A weekly round up of the latest planning and property news from the central London boroughs
City of London
PW reports that the City of London is to become the latest council to consider scrapping office-to-resi conversions through permitted development rights (PDR). The Corporation has announced a consultation to remove PDR.
PW reports LGIM Real Assets has put Procession House, 55 Ludgate Hill on the market for £67.5m. Developed in 1999, the building comprises 105,200 sq ft of office and retail accommodation across an island site, close to Farringdon station. On behalf of its Managed Fund, L&G has appointed Savills to sell the building at yield of 6.15%.
PW reports that tech company Improbable is set to more than double the size of its headquarters signing a leasing deal Bishops Square in the City. Valued at more than $1bn after only five years in business, the firm has exchanged contracts to occupy almost 59,000 sq ft on the fourth floor at JP Morgan’s 10 Bishops Square, next to Spitafields Market. Improbable will move from its current headquarters at 30 Farringdon Road, where it occupies 24,000 sq ft.
PW reports that a UK private investor has bought 16-18 New Bridge Street from a Middle Eastern vendor for just under £20m, reflecting a capital value of £872/sq ft and a yield of 4.59%. It occupies a corner location and totals 22,482 sq ft of office and retail space.

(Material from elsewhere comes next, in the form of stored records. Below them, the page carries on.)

PR #4095, opened 2019-09-26
GEODE-7123: Add create disk-store command option, stage-configuration

pdxrunner:
The new option, --stage-configuration, to the create disk-store command
provides the capability to define a disk-store in the cluster configuration
prior to any server members have joined the cluster. Using this option
will only update the cluster-configuration, disk-stores will not be
created on any current server members.

Servers joining the cluster (or restarting) will then inherit the new
disk-store configuration and create the appropriate directory and
disk-store files.

This is useful for persisting the PDX types to a disk-store other than
DEFAULT. When starting a cluster, the disk-store for pdx can be added to
the configuration after the locators are started and before any servers
are started. Next, PDX persistence is then configured to use the disk-store,
and finally the servers are started.

Authored-by: Ken Howe <khowe@pivotal.io>

### For all changes:

### Note:

### DIFF
--- a/geode-core/src/main/java/org/apache/geode/management/internal/cli/commands/CreateDiskStoreCommand.java
+++ b/geode-core/src/main/java/org/apache/geode/management/internal/cli/commands/CreateDiskStoreCommand.java
@@ -44,7 +44,6 @@ import org.apache.geode.management.internal.cli.functions.CliFunctionResult;
 import org.apache.geode.management.internal.cli.functions.CreateDiskStoreFunction;
 import org.apache.geode.management.internal.cli.functions.ListDiskStoresFunction;
 import org.apache.geode.management.internal.cli.i18n.CliStrings;
-import org.apache.geode.management.internal.cli.result.model.InfoResultModel;
 import org.apache.geode.management.internal.cli.result.model.ResultModel;
 import org.apache.geode.management.internal.security.ResourceOperation;
 import org.apache.geode.security.ResourcePermission;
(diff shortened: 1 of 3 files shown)


geode-core/src/main/java/org/apache/geode/management/internal/cli/commands/CreateDiskStoreCommand.java
```diff
@@ -122,7 +126,11 @@ public ResultModel createDiskStore(
     Set<DistributedMember> targetMembers = findMembers(groups, null);
 
     if (targetMembers.isEmpty()) {
-      return ResultModel.createError(CliStrings.NO_MEMBERS_FOUND_MESSAGE);
+      if (!stageDiskStoreConfig) {
```
jinmeiliao: If this "allowing configuration to be created before any server is started" feature is needed, we should be bold about changing this old behavior of returning an error when no server found. No matter this flag is there or not, we should just go ahead and create the configuration in cc.

metatype:
@pdxrunner Could you accomplish the same thing w/o adding a new option?  Happens if you invoke `create disk-store` without any servers online?

How does the user know that configuration changes have been `staged` but not `applied`?  I think this introduces a new state into the system that the user needs to be aware of.  Should we warn the user:  "You have made configuration changes that will not be applied until the cluster members have been restarted."

And then:  How does a user know which members have the change applied vs staged?

dschneider-pivotal:
@metatype currently the create disk-store command with no servers online will fail. I never liked that behavior. I think the rational for it was to make sure the create disk-store would actually work on a real server instead of just putting the info in cluster config and then finding out later when you start a server that some of the disk-store config does not work.
The warning you suggest is much like one we have on the configure pdx command.

dschneider-pivotal:
@pdxrunner in the use case you describe you say the new option is to allow a disk-store to be created "prior to any server members have joined the cluster". Is this all that is needed? Or do you also need to support creating a disk-store, just in cluster config, when servers have already joined?

pdxrunner:
> @pdxrunner in the use case you describe you say the new option is to allow a disk-store to be created "prior to any server members have joined the cluster". Is this all that is needed? Or do you also need to support creating a disk-store, just in cluster config, when servers have already joined?

No, I don't see a situation where that would be needed. The end result is to have the disk-store created on all servers. After discussing with @metatype  and @jinmeiliao I will rework this PR to provide the behavior that creating a disk-store when there are no servers will not error and will create the configuration.

pdxrunner:
> What about documenting this new gfsh option in the User Guide?
> If you don't plan to include doc additions in this PR, then please create a subtask in the JIRA system for the doc work so it doesn't get overlooked.

As of the second commit, there's no change to the command options. I don't think any changes are needed in the docs that I reviewed.

pdxrunner:
Closing this PR because the precheckin test failures show that the case of {{create disk-store --group=xxxx ...}} when there are no members in group `xxxx` is not being handled. I will re-work validation of disk-store attributes and submit a new PR
{code}
    // TODO: This condition is not correctly handling case when --groups option is specified
    if (targetMembers.isEmpty()) {
      System.out.println("DEBUG: targetMembers is empty");
     . . .
    } else {

{code}

PR #4097, opened 2019-09-26
GEODE-7249: Disable GfshInitFileIntegrationTest

kirklund:
GfshInitFileIntegrationTest fails intermittently and currently uses
reflection to alter values of static variables in Gfsh.

It needs to be disabled in CI until someone has the time and desire to
rewrite this test.


kirklund:
I merged this to develop early because it's failing for everyone.

PR #4099, opened 2019-09-27
GEODE-7248: update flaky test

mivanac:

### For all changes:

### Note:

### DIFF
--- a/geode-core/src/distributedTest/java/org/apache/geode/internal/cache/persistence/PersistentPartitionedRegionWithRedundancyDUnitTest.java
+++ b/geode-core/src/distributedTest/java/org/apache/geode/internal/cache/persistence/PersistentPartitionedRegionWithRedundancyDUnitTest.java
@@ -144,6 +144,7 @@ public class PersistentPartitionedRegionWithRedundancyDUnitTest implements Seria
   @Test
   public void testGetDataDelayDueToRecoveryAfterServerShutdown() throws Exception {
     int numBuckets = 5000;
+    System.setProperty("gemfire.disk.recoverValuesSync", "true");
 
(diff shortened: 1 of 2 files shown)


mivanac:
update

aaronlindsey:
Is there any way to make this test deterministic? I see that the failure condition is based on the actual latency of a get operation on a partitioned region while a server is recovering. Is there any 
deterministic technique you could use to accomplish the same purpose of making sure that a proxied get operation does not go to a server that is recovering?

mivanac:
Solution updated according to comment.

geode-core/src/distributedTest/java/org/apache/geode/internal/cache/persistence/PersistentPartitionedRegionWithRedundancyDUnitTest.java
```diff
@@ -143,14 +140,15 @@ public void recoversFromDisk() throws Exception {
    */
   @Test
   public void testGetDataDelayDueToRecoveryAfterServerShutdown() throws Exception {
-    int numBuckets = 10000;
+    int numEntries = 10000;
+    System.setProperty("gemfire.disk.recoverValuesSync", "true");
```
aaronlindsey: I'm not sure this is required — It seems to pass on my machine with and without this line. Setting system properties can be problematic because it will affect how other tests run. If you do absolutely need to set a system property here, then you should find a way to set it back to the original value after the test has completed.

mivanac: Removed setting of system property, since it is no more needed (modified TC).

PR #4102, opened 2019-09-30
GEODE-7255: Pickup Jackson CVE fix

mhansonp:
Need to pick up a fix for a CVE in Jackson. Hence rolling the version...


jmelchio:
You need to make sure that the files `assembly-context.txt` and `dependency-classpath.txt` in `geode-assembly/src/integrationTest/resources` are updated with the new version as well.

jmelchio:
This should also resolve `CVE-2019-12814` and `CVE-2019-12384` from `GEODE-7264`

mhansonp:
> You need to make sure that the files `assembly-context.txt` and `dependency-classpath.txt` in `geode-assembly/src/integrationTest/resources` are updated with the new version as well.

Done. Thanks for your guidance.

mhansonp:
Squashed to force a new commit.

PR #4108, opened 2019-10-01
GEODE-6945: remove deprecated types in v2 RegionType

jinmeiliao:
* experimental api should not have deprecated apis.


jinmeiliao:
@jmelchio

jinmeiliao:
it will be either "LEGACY" or one of the supported types in v2 with redundancy level set.

PR #4110, opened 2019-10-02
GEODE-7258: Pulling the failing test while fixing

mhansonp:
GEODE-7258: Pulling a test while it is fixed.


geode-lucene/src/upgradeTest/java/org/apache/geode/cache/lucene/RollingUpgradeQueryReturnsCorrectResultsAfterClientAndServersAreRolledOverAllBucketsCreated.java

EG reports that Monzo, a challenger bank, is leading a pack of second and third generation start-ups expanding their office take-up in central London. The online banking company is tripling its London take-up in one year, having agreed to sublease 40,000 sq ft from Bloomberg at 38 Finsbury Square, EC2. It will move from its office at 230 City Road, EC1, where occupies 13,000 sq ft. Monzo has agreed to take a two-year-lease, paying circa £34 per sq ft its new HQ.
City of Westminster
PW reports that Plaza Global Real Estate Partners, the joint venture between LaSalle IM and Quantum Global Real Estate, have put 23 Savile Row up for sale for a price believed to be in the region of £300m. Plaza 103,000 sq ft building from D2 in 2012 for £218m for an initial yield of 4.3%. The selling price would reflect a yield of 3.8%.
PW report that CBRE has appointed Hanover Green to sell Eagle House, Jermyn Street at a yield of 4.58% and a capital value of £1,372/sq ft. The 40,077 sq ft building, which is arranged over basement, ground and six upper floors, is held on a long lease with around 104 years left to expiry. It is multi-let to seven tenants and produces an annual income of almost £2.7m, equating to an average office rent of £75/sq ft
PW reports that LBS Properties has secured a £47m senior debt facility from US-based Quadrant Real Estates Advisors to fund a large scheme on Hackney Road. Planning permission for the new development was secured in 2017 which will replace a disused bingo hall at 211-227 Hackney Road with 83 flats as well as 10,000 sq ft of flexible workspace on the ground floor. With the development finance secured, demolishment of the existing build is set to commence imminently and completion is expected in early 2020.